__Goal of the exercise__. The response should contain only those lines of the entries below that include the string "with".

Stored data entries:

Issue #1198, opened 2015-09-01
[BUG] we can update multiples entities in update by ID


iariasleon:
We have two entities with the same entity_id: 
ex:
```
POST http://<host>:<port>/v2/entities
Fiware-Service: happy_path
Fiware-ServicePath: /test
{"type":"room_1", "id": "room_10", "my_attr": "34"}
```
```
POST http://<host>:<port>/v2/entities
Fiware-Service: happy_path
Fiware-ServicePath: /test
{"type":"room_2", "id": "room_10", "attr_test": "45"}
```
And try to update an entity by ID
```
POST http://<host>:<port>/v2/entities/room_10
Fiware-Service: happy_path
Fiware-ServicePath: /test
{"new_attr": "14"}
```
Both entities are updated:
ex in mongo:
```
{ "_id" : { "id" : "room_10", "type" : "room_1", "servicePath" : "/test" }, "attrNames" : [ "my_attr", "new_attr" ], "attrs" : { "my_attr" : { "type" : "", "creDate" : 1441095072, "modDate" : 1441095072, "value" : "34" }, "new_attr" : { "value" : "14", "type" : "", "creDate" : 1441095097, "modDate" : 1441095097 } }, "creDate" : 1441095072, "modDate" : 1441095097 }
```
```
{ "_id" : { "id" : "room_10", "type" : "room_2", "servicePath" : "/test" }, "attrNames" : [ "attr_test", "new_attr" ], "attrs" : { "attr_test" : { "type" : "", "creDate" : 1441095085, "modDate" : 1441095085, "value" : "45" }, "new_attr" : { "value" : "14", "type" : "", "creDate" : 1441095097, "modDate" : 1441095097 } }, "creDate" : 1441095085, "modDate" : 1441095097 }
```
In this case the response expected:
Status:  409 Conflict
```
{
error: "TooManyResults"
description: "There is more than one entity with that id. Refine your query."
}
```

__Final answer__.
We have two entities with the same entity_id: 
description: "There is more than one entity with that id. Refine your query."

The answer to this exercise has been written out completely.